Die Lage sei für viele Banken ernst. Nach Berechnungen der Studienautoren hätten alleine die Banken, die im STOXX Europe 600 gelistet sind, im Jahr 2016 129 Milliarden Euro mehr verdienen müssen, um die Lücke zwischen Profit und Eigenkapitalkosten schließen zu können. Für viele Banken sei es aber aus eigener Kraft nicht machbar ihre Erträge ausreichend zu steigern. Gerade auf kleinere Geldhäuser treffe dies zu. Ein weiterer Grund für die Misere der Banken seien die gestiegenen Anforderungen an die Eigenkapitalquote und höhere Kosten wegen strengeren Regulierungsvorschriften.
Bankenzusammenschlüsse sind riskant
Eine Fusion könnte da die Lösung sein. Wenn zwei Banken zu einer verschmelzen braucht es nur noch eine kostspielige IT-Infrastruktur. Auch die Zahl der Bankfilialen könnte sinken. Die Banken müssten bei der Fusion darauf achten, dass das andere Institut ähnlich groß sei. Dann wären die positiven Effekte der Verschmelzung besonders groß. Außerdem braucht es eine ausführliche Analyse der Kosten und der möglichen Zugewinne. Nicht jede Fusion ist eine gute Lösung.

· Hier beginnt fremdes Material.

PR #128, opened 2018-11-22
Use more buffers (redux)

alimanfoo:
Based on work in #121, trying to make a clean split between PY2 and PY3 code paths, and make function naming more intuitive.

TODO:


numcodecs/compat.py
```diff
@@ -27,80 +25,150 @@
...
-    if isinstance(l, text_type):
-        return l
-    else:  # pragma: py3 no cover
-        return text_type(l, encoding=encoding)
+        if PY2:  # pragma: py3 no cover
+            # accept objects exposing either old-style or new-style buffer interface
+            try:
+                o = memoryview(o)
+            except TypeError:
+                o = buffer(o)
```
jakirkham: Would use `np.getbuffer` here. This behaves the same as `buffer` except it will preserve the same write permissions on the underlying data; whereas, `buffer` forces this to be read-only regardless.

numcodecs/compat.py
```diff
@@ -27,80 +25,150 @@
...
 
+        # first try to obtain a memoryview or buffer, needed to ensure that we don't
+        # subsequently copy memory when going via np.array()
 
-def ensure_text(l, encoding='utf-8'):
-    if isinstance(l, text_type):
-        return l
-    else:  # pragma: py3 no cover
-        return text_type(l, encoding=encoding)
+        if PY2:  # pragma: py3 no cover
```
jakirkham: What's the advantage of the `if` over just the `try...catch`?

numcodecs/compat.py
```diff
@@ -27,80 +25,150 @@
...
+        o = np.array(o, copy=False)
+
+    # check for object arrays
+    if o.dtype == object:
+        raise ValueError('object arrays are not supported')
+
+    if flatten:
+
+        # flatten the array to 1 dimension
+        o = o.reshape(-1, order='A')
```
jakirkham: Also thought about this as well. Have mixed feelings about including an option for something that is this simple to do externally. Though can certainly see the value in including it for end users. Would be good to weigh the value of including it vs. not.

numcodecs/compat.py
```diff
@@ -27,80 +25,150 @@
...
+
+    return o
+
+
+def ensure_memoryview(o, flatten=True):
+    """Obtain a :class:`memoryview` with a view of memory exposed by `o`.
```
jakirkham: Originally went down this route as well. However what I discovered is that in Python 2 some things only support the old-style buffer protocol and some support the new buffer protocol or both. Admittedly Python 3 is much more straightforward as everything supports the new  buffer protocol where possible.

Given this realization it seemed much better to return something that supported both protocols and was generally more functional (to support reshaping, casting, type checking, etc.). Fortunately NumPy's `ndarray` does all of these things. So it just made more sense to always convert to that. Plus contributors are probably more comfortable with NumPy `ndarray`s than `memoryview`s.

numcodecs/compat.py
```diff
@@ -27,80 +25,150 @@
...
 
     if out is None:
         # no-op
         return buf
 
-    # handle ndarray destination
-    if isinstance(out, np.ndarray):
+    # obtain ndarrays, casting to the same data type
+    buf = ensure_ndarray_from_memory(buf).view('u1')
+    out = ensure_ndarray_from_memory(out).view('u1')
```
jakirkham: Why cast to `uint8`?

numcodecs/compat.py
```diff
@@ -27,80 +25,150 @@
...
+            o = memoryview(o)
+
+        # N.B., this is not documented, but np.array() will accept an object exposing
+        # a buffer interface, and will take a view of the memory rather than making a
+        # copy, preserving type information where present
+        o = np.array(o, copy=False)
+
+    # check for object arrays
+    if o.dtype == object:
+        raise ValueError('object arrays are not supported')
```
jakirkham: This gets a bit tricky in practice. Not all things we want to use this with can enforce that it is `object` only. `Categorize` is a prime example. It'd be nice if we could separate this somehow so we can make use of this strategy more often.

numcodecs/compat.py
```diff
@@ -27,80 +25,150 @@
...
+        -------
+        o : buffer
+
+        """
+
+        # go via numpy, for convenience
+        o = ensure_ndarray_from_memory(o)
 
+        # expose as buffer
+        o = buffer(o)
```
jakirkham: Already mentioned above, but would suggest using `np.getbuffer` as well to ensure write permissions are preserved.

Though much like `memoryview` I think it is easier to just always give an `ndarray` instead since it supports both protocols. That avoids getting into too much code that is different between Python 2/3 and is generally much more functional for end users.

This is just my opinion though. Feel free to disagree. Would be interested in hearing your thoughts on this as well.

numcodecs/compat.py
alimanfoo: FWIW I'm trying to create a clean separation for all PY2 code paths. The try...catch is only needed under PY2. So it will be obvious this whole conditional block can be deleted when PY2 is dropped.

numcodecs/compat.py
alimanfoo: Yep, could do. FWIW no codecs require a writable buffer, and it's not immediately obvious what np.getbuffer() is doing without doing some digging, so I had a slight preference for a bare ``buffer()`` call to make it more obvious this is accessing old-style buffers.

numcodecs/compat.py
alimanfoo: This is tricky. The way I've handled this currently is that this function is purely about obtaining a ndarray with contiguous memory, in the broader sense that all memory that needs to be encoded is in a single block (I've renamed the function to ``ensure_contiguous_ndarray()``). If a codec wants to be more flexible and accept object arrays also, then they can do that, but they need to handle that differently. Examples are ``Categorize``, ``MsgPack`` and ``JSON``.

numcodecs/compat.py
alimanfoo: FWIW the only codec that actually needs the ``ensure_buffer()`` function is ``ZLib``. 

Also FWIW the reason why I didn't just use ``ensure_contiguous_ndarray()`` everywhere, and get rid of ``ensure_memoryview()`` and ``ensure_buffer()``, is because of arrays with datetime or timedelta data types. Codecs like ``ZLib`` and ``BZ2`` and anything that will try to access data via the new-style buffer interface in Python 3 will error on an array with datetime or timedelta datatype.

I could push the conversion from datetime/timedelta to integer datatype up inside ``ensure_contiguous_ndarray()``, which would mean that that single function could be used everywhere, and both ``ensure_memoryview()`` and ``ensure_buffer()`` could be deleted. Seems a bit beyond the scope of just ensuring contiguous memory, but it would simplify the code.

numcodecs/compat.py
jakirkham: Is this being used by `memory_copy` though?

As to what NumPy is doing, It's a good question. Though it turns out to be very simple. Here's the [C code]( https://github.com/numpy/numpy/blob/de28edd8f514b82c0524b55f622078d47f479322/numpy/core/src/multiarray/multiarraymodule.c#L3493 ).

Basically it tries to get a writable pointer to the object's data, if it fails it creates a read-only buffer. If it succeeds, it creates a read-write buffer. That's pretty much it.

numcodecs/compat.py
jakirkham: Yeah I can see how there is a little confusion either way. If this is preferred, let's go with it.

numcodecs/compat.py
jakirkham: Yeah, I dealt with the same tension regarding the scope of the `ndarray` function. Though increasingly I think we should just move the datetime/timedelta code there and think of a better function name.

numcodecs/compat.py
alimanfoo: I've removed the option in latest commit.

numcodecs/compat.py
alimanfoo: I think it's needed to ensure source and destination line up? Could be wrong though.

alimanfoo:
Thanks @jakirkham for the comments, this is a tricky one to get right.

FWIW I think the key issue here is that many codecs require an input that, under Python 3, exposes a new-style buffer interface onto a C contiguous block of memory. E.g., things like ``ZLib``, ``BZ2`` and ``LZMA``. 

A blocker from just passing a numpy array to these functions is the datetime & timedelta datatypes which  you can't take a memoryview of. 

If I included a conversion from datetime or timedelta to int64 **within** the ``ensure_contiguous_ndarray()`` function, then it would be possible to use that function everywhere instead of either ``ensure_memoryview()`` or ``ensure_buffer()``, and so delete those two functions. Maybe that would be a good idea.

numcodecs/compat.py
jakirkham: My leaning would to write `ensure_memoryview(...)` as `memoryview(ensure_contiguous_ndarray(...))` where possible and try to make sure that works (changing `ensure_contiguous_ndarray` as needed). Expect that users are quite happy to stick with `ndarray`s and only go to a `memoryview` in unusual circumstances. Plus it will be lower cognitive load (even for us 😄).

numcodecs/compat.py
alimanfoo: Yep, maybe it is important for ``memory_copy``, good point.

Yeah ``np.getbuffer()`` is simple, but you do have to go trawling the numpy C source code for it. I've spent a fair amount of time today trawling numpy C source code to figure out WTF it's doing, especially inside ``np.array()``, was just thinking to save others the pain :smiley:.

jakirkham:
> If I included a conversion from datetime or timedelta to int64 **within** the `ensure_contiguous_ndarray()` function, then it would be possible to use that function everywhere instead of either `ensure_memoryview()` or `ensure_buffer()`, and so delete those two functions. Maybe that would be a good idea.

This is my temptation as well. Let's go for it. 😄

numcodecs/compat.py
alimanfoo: Yeah, maybe ``gimme_an_ndarray_with_a_C_contiguous_memory_buffer_that_supports_the_new_style_buffer_protocol_and_doesnt_have_an_object_dtype()`` :smiley:. Seriously though, that is the essence of the function, so some name that captures that would be good, and I'd be happy to move the datetime/timedelta code in.

numcodecs/compat.py
jakirkham: Yeah, I feel your pain. Same thing with the (new) buffer protocol support. It's probably worth writing up an issue for NumPy devs requesting clearer documentation about this stuff.

numcodecs/compat.py
jakirkham: Hmm...guess I'd be tempted not to do any reshaping in here. Mainly thinking of this for two reasons. First it can introduce a copy potentially. Second users may need to do other things that will cause flattening anyways (e.g. `tobytes`).

numcodecs/compat.py
jakirkham: Sure, casting may make sense. What about casting `buf` to match `out` though?

numcodecs/compat.py
jakirkham: Yeah, it starts to feel like we are writing Java code. 😄

Having `serializable` in there sounds really good for some reason. 😉

numcodecs/categorize.py
```diff
@@ -53,7 +53,10 @@ def __init__(self, labels, dtype, astype='u1'):
     def encode(self, buf):
 
         # view input as ndarray
-        arr = ndarray_from_buffer(buf, self.dtype)
+        if self.dtype == object:
+            arr = np.asanyarray(buf, dtype=object).reshape(-1, order='A')
```
jakirkham: Just out of curiosity, why is `asanyarray` needed?

numcodecs/checksum32.py
```diff
@@ -7,30 +7,28 @@
...
 
     def encode(self, buf):
-        if isinstance(buf, np.ndarray) and buf.dtype == object:
-            raise ValueError('cannot encode object array')
-        arr = ndarray_from_buffer(buf, dtype='u1')
+        arr = ensure_contiguous_ndarray(buf).view('u1')
         checksum = self.checksum(arr) & 0xffffffff
         enc = np.empty(arr.nbytes + 4, dtype='u1')
         enc[:4].view('<u4')[0] = checksum
         enc[4:] = arr
```
jakirkham: Should we use `memory_copy` here?

jakirkham:
> OK, 'tis done! I'm using ``ensure_contiguous_ndarray()`` everywhere now. ``ensure_memoryview()`` and ``ensure_buffer()`` are gone.

Beautiful! Thanks for doing that. 😄

> There were still some quirks in the ``BZ2`` and ``GZip`` codecs that required an explicit conversion to ``memoryview``, but I figure that's OK.

Yeah, I ran into these two as well. Agree this seems fine.

> Let me know what you think.

Added a few more comments above in our existing threads to keep continuity with the existing discussion. A couple other comments above as well. For the most part these are moving to minor points. IOW this is looking pretty good.

numcodecs/categorize.py
alimanfoo: I'm guessing that any of ``np.array(buf, dtype=object, copy=False``, ``np.asarray(buf, dtype=object)`` or ``np.asanyarray(buf, dtype=object)`` would have the desired effect of creating an array from buf, without copying if buf is already a numpy array with object dtype. Not sure which should be preferred.

numcodecs/checksum32.py
alimanfoo: Possibly could do, I don't know if would would be any faster.

numcodecs/compat.py
alimanfoo: Yes some sort of feedback to numpy devs would seem appropriate, not quite sure how to frame it yet though. One thing I find particularly confusing is the circumstances under which ``np.array()`` will use the buffer interface (and share memory) versus when it will not. E.g., if I have a bytes object like:

```
a = b'asdfghjkl'
```

...then the following **will** result in a copy:

```
b = np.array(a, copy=False)
```

...whereas the following **will not** result in a copy:

```
b = np.array(memoryview(a), copy=False)
```

The docstring for ``np.array()`` does not even mention the buffer interface at all, although it does mention the "array interface", but I thought that was a different thing, although I may be confused.

Also, numpy has the ``np.frombuffer()`` function, which you would think is exactly what we're after here, as it is explicitly documented as a way to obtain a numpy array from some object exposing a memory buffer. But in order to use that function, you have to provide a dtype explicitly. Numpy could (should?) be obtaining dtype information from the buffer interface by default IMO. You could potentially work around that by doing something like:

```
m = memoryview(a)
b = np.frombuffer(m, dtype=m.format)
```

...but then I'm not completely clear on whether it's cool to use the struct format codes as a numpy dtype. It seems to work, but I did also find an open issue about incompatibilities (https://github.com/numpy/numpy/issues/9642).

numcodecs/compat.py
alimanfoo: So I think this depends on the scope of the function, i.e., who needs it and why. 

Forget about PY2 for a minute, let's consider just PY3.

The compressor codecs ``ZLib``, ``BZ2`` and ``LZMA`` require an object that exports the new-style buffer interface (e.g., ``memoryview``) with C-contiguous memory. So for them, it is useful to reshape the input, because it ensures a C-contiguous array, whether the input is C-contiguous, F-contiguous or non-contiguous. IIUC if the input is either C- or F-contiguous then calling ``reshape(-1)`` **will not** result in a copy. If the input is non-contiguous then a copy may occur, but then this is unavoidable - the alternative would be to raise an error that the input needs to be contiguous.

However, other codecs may have less stringent requirements. E.g., they may need a numpy array, but may not care if it is contiguous.

So possibly we should have more than one convenience function for obtaining a numpy array, to account for these differences, with some sort of clear naming scheme, so it is clear which function you should use depending on what requirements you have.

numcodecs/categorize.py
jakirkham: It's a fair question. My thinking would be one of the first two. `np.asanyarray` seems to suggest we will preserve other `ndarray` subclasses that might include masks, axis tags, or other user customizations. When in reality, we are only serializing the array itself.

numcodecs/checksum32.py
jakirkham: Was mainly thinking about this from a consistency standpoint.

numcodecs/compat.py
```diff
@@ -27,80 +26,96 @@
...
+        arr = np.array(mem, copy=False)
 
-        # copy via numpy
-        np.copyto(out, buf)
+        if PY2 and isinstance(buf, array.array):  # pragma: py3 no cover
+
+            # type information will not have been propagated via the old-style buffer
+            # interface, so we have to manually hack it after the fact
+            if buf.typecode == 'u':
+                t = 'U1'
```
jakirkham: This one gets more complicated.

First off the unicode array type is [totally broken]( https://bugs.python.org/issue13072 ) and [deprecated]( https://github.com/python/cpython/commit/029780be09ab5483ac4562d795ea4b4b6d456f44 ). Second it maps to `Py_UNICODE`, which can be [build dependent]( https://bugs.python.org/issue13072#msg168005 ). On Windows this is UCS-2 because of [historic reasons]( https://en.wikipedia.org/wiki/Unicode_in_Microsoft_Windows ). On other platforms this is usually UCS-4 (with the exception of [Python 2.7 on macOS]( https://github.com/Homebrew/legacy-homebrew/pull/32368 ) mostly due to community inertia). Third `memoryview`s represent UCS-2 and UCS-4 as different types (i.e. checking `.format`) where the first is `"u"` and the second is `"w"`. Fourth NumPy only supports UCS-4 not UCS-2 as noted in [this issue]( https://github.com/numpy/numpy/issues/12369 ). Fortunately NumPy will give a better error message about this in NumPy 1.16. 

If we are to go down the road of supporting these text types (which also includes `"c"` on Python 2.7), my suggestion would be that we just cast them all to appropriate width unsigned integers, which interestingly has [come up before]( https://bugs.python.org/issue13072#msg167997 ). Possibly raising a warning along the way to point out these types will be dropped in Python 4. That way this data can always safely be represented by NumPy or anything else without needing to know anything about these deprecated or removed text types. Alternatively we could raise an error if users give us this sort of data and not support it.

alimanfoo: Argh, OK, now the code in #121 makes sense.

alimanfoo:
Hi @jakirkham, after some thrashing around I think I have basically converged on something very similar to what you have in #121. There are some small differences which I'm more than happy to discuss. I've also pushed on and refactored the buffer compatibility code in the cython modules, to re-use the new compat functions. I still have to address the point you raised about dealing with unicode arrays, but apart from that, I'd be very grateful if you could take a look and see if there's anything you think I've missed, or anything you think should be done differently.

numcodecs/compat.py
jakirkham: That is expected. Windows is using UCS-2 and NumPy only supports UCS-4. Casting is pretty much the only way around this AFAIK.

alimanfoo: OK, now I completely understand why there was array casting before and after conversion to numpy array. Thanks!

alimanfoo:
In the interests of getting to a 0.6 release asap, I'd like to suggest we move forward with this PR instead of #121, mainly for the reason that I've had the chance to add in a bit more documentation and comments, so hopefully when we or someone else needs to revisit this in future, they should be able to comprehend what is being done and why. I believe that the approaches taken here and in #121 are essentially the same, with the main differences being in function naming and some minor implementation details. Please let me know if any objections. Whatever PR we take forward, primary credit for this work should go to @jakirkham.

numcodecs/compat.py
```diff
@@ -27,80 +26,161 @@
...
-            buf = buf.reshape(out.shape, order=order)
+    """
 
-        # copy via numpy
-        np.copyto(out, buf)
+    if isinstance(buf, np.ndarray):
+        # already a numpy array
+        arr = buf
+
+    elif isinstance(buf, array.array) and buf.typecode == 'u':
```
jakirkham: Could we also do this for [`array`'s of type `"c"`]( https://docs.python.org/2/library/array.html#module-array )?

alimanfoo: I think arrays of type "c" actually work ok, come out as numpy type "S1". There's a test for this in test_compat.

numcodecs/compat.py
```diff
@@ -27,80 +26,161 @@
...
+def ensure_text(l, encoding='utf-8'):
+    if isinstance(l, text_type):
+        return l
+    else:  # pragma: py3 no cover
+        return text_type(l, encoding=encoding)
 
 
-def buffer_copy(buf, out=None):
-    """Copy the contents of the memory buffer from `buf` to `out`."""
+def ensure_ndarray(buf, dtype=None):
```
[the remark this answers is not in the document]
alimanfoo: I went back and forth on that, several times. In the end a lot of codecs wanted a view, and it looked cleaner to include as an argument to ``ensure_ndarray()``. Also parallels the dtype argument to numpy array creation functions, not that that's a big deal.

numcodecs/compat.py
```diff
@@ -27,80 +26,161 @@
...
+    if dst is None:
+        # no-op
+        return src
+
+    # ensure ndarrays
+    src = ensure_ndarray(src)
+    dst = ensure_ndarray(dst)
+
+    # ensure same data type
+    if dst.dtype != object:
```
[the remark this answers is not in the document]
alimanfoo: I can't remember if having ``dst`` with ``object`` type is specifically covered. Actually it's an area where coverage could be improved, what happens when different shapes and types of array are provided as the ``out`` argument to ``codec.decode()``. We could remove the check, in which case an error would get raised on any attempt to view as object dtype. I think I left the check because then it would be possible to copy data into an object array, although I'm not entirely sure that's something we want to support. I believe ``np.copyto()`` can handle object arrays in a sensible way.

numcodecs/gzip.py
```diff
@@ -28,22 +25,9 @@ def __init__(self, level=1):
...
-            # if numpy array, can only handle C contiguous directly
-            if not buf.flags.c_contiguous:
-                buf = buf.tobytes(order='A')
-
-        if PY2:  # pragma: py3 no cover
-            # ensure bytes, PY2 cannot handle things like bytearray
-            buf = buffer_tobytes(buf)
+        # normalise inputs
+        buf = ensure_contiguous_ndarray(buf)
+        buf = memoryview(buf)  # needed on PY2 for unknown reasons
```
jakirkham: Had run into this myself as well, but then started wondering why it was an issue.

Turns out discussion in [Python issue 7471]( https://bugs.python.org/issue7471 ) generated [a patch]( https://github.com/python/cpython/commit/673ddf9907898d4483a2622699f588f0b58a5226 ) that made `GzipFile` a subclass of `io.BufferedIOBase`. Part of the patch included an [explicit check for `memoryview` instances]( https://github.com/python/cpython/commit/673ddf9907898d4483a2622699f588f0b58a5226#diff-90c90c977f09602928f0518fc849ca9fR213 ), which [it converted to `bytes`]( https://github.com/python/cpython/commit/673ddf9907898d4483a2622699f588f0b58a5226#diff-90c90c977f09602928f0518fc849ca9fR214 ). Unfortunately there is not much detail as to why this conversion was needed in that discussion.

A follow-up in [Python issue 23688]( https://bugs.python.org/issue23688 ), which attempts to use `memoryview`s without converting to `bytes` [clarifies this point]( https://bugs.python.org/issue23688#msg238307 ). In particular, [`len`]( https://github.com/python/cpython/commit/673ddf9907898d4483a2622699f588f0b58a5226#diff-90c90c977f09602928f0518fc849ca9fR217 ) is used to determine the number of bytes in the data. However this result will be wrong if the data is not of `char` type. This was [fixed]( https://github.com/python/cpython/commit/bca63b362d23f154a5ed7fe43e4146977bba181e ) in Python 3.5+ to actually check `nbytes`, but [that functionality does not exist in Python 2.7]( https://bugs.python.org/issue23688#msg239034 ); so, it was not backported.

Though I think we can do better as we use NumPy. Namely we can change this line to `buf = buf.view('u1')` instead of converting to a `memoryview`, which should avoid the copy and get the correct behavior. We can limit this to Python 2 if that is preferred.

numcodecs/compat.py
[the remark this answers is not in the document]
jakirkham: Yeah I can see your point. Just am a little leary adding options to functions that are easy for users to perform afterwards. Though I don't have strong feelings about it if you would rather keep it.

jakirkham:
Had some pretty minor comments above. Think this is basically done at this stage.

> In the interests of getting to a 0.6 release asap, I'd like to suggest we move forward with this PR instead of #121...

Sounds good to me.

> ...mainly for the reason that I've had the chance to add in a bit more documentation and comments, so hopefully when we or someone else needs to revisit this in future, they should be able to comprehend what is being done and why.

I think the test coverage and function naming were also better here. The API has also improved generally.

> Whatever PR we take forward, primary credit for this work should go to @jakirkham.

Thanks for working on this as well. It has come a long way since that PR.

numcodecs/compat.py
jakirkham: Yeah, this wound up being cleaner to handle in Cython interestingly. 😆

`memoryview`'s `cast` is not nearly as functional as `ndarray`'s `view`.

numcodecs/compat.py
alimanfoo: Good point, I've disallowed "c" in latest commit.

numcodecs/compat.py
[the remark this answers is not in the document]
alimanfoo: I've gone with your preference in latest commit, I think it's good to be explicit that the codec is taking a view.

numcodecs/gzip.py
alimanfoo: You're write, viewing as 'u1' does work on PY2, made this change in latest commit.

jakirkham: Adding a link back to this from the code in PR ( https://github.com/zarr-developers/numcodecs/pull/133 ) lest we wonder what this workaround is doing. 😄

Konsolidieren die falschen Partner, könnte das neue Bankhaus auch Kunden verlieren.
Auch in Deutschland sehen die Macher der Studie Handlungsbedarf. „Mit Beteiligung deutscher Institute könnten innerhalb der nächsten fünf Jahre Transaktionen im Gesamtwert von 35 bis 50 Milliarden Euro erfolgen“, sagt Wackerbeck. Die ersten Fusionen sind dabei bereits auf dem Weg. Bei Münster wollen beispielsweise die Vereinigte Volksbank Münster, die Volksbank Greven und die VR-Bank Kreis Steinfurt in Zukunft näher zusammenrücken. Bis 2020 soll aus den drei Banken dann endgültig eine werden. Auch bei den Sparkassen kommt es regelmäßig zu Fusionen selbstständiger Institute. Demnächst könnten dann die Großbanken folgen.
Bei der Commerzbank ist nicht nur eine mögliche Fusion mit der Deutschen Bank im Gespräch. Mit Crédit Agricole und der BNP Paribas zeigten sich gleich zwei französische Banken interessiert an einem Einstieg bei Deutschlands zweitgrößtem Geldhaus. Auch wenn Crédit Agricole mittlerweile wieder abgewinkt hat, zeigt es doch das Interesse der Großbanken an möglichen Konsolidierungen.
Die Ergebnisse der Studie dürften dem Vorstandsvorsitzenden der Deutschen Bank, John Cryan, gefallen. Er sagte erst kürzlich auf einer Tagung in Frankfurt, dass Europa und vor allem Deutschland zu viele Banken habe. „Europa wäre gut bedient, wenn es eine Handvoll Institutionen gäbe, die auf globaler Ebene konkurrieren könnten.“ Behalten die Autoren der Studie Recht, könnte dieses Szenario schneller als gedacht eintreten.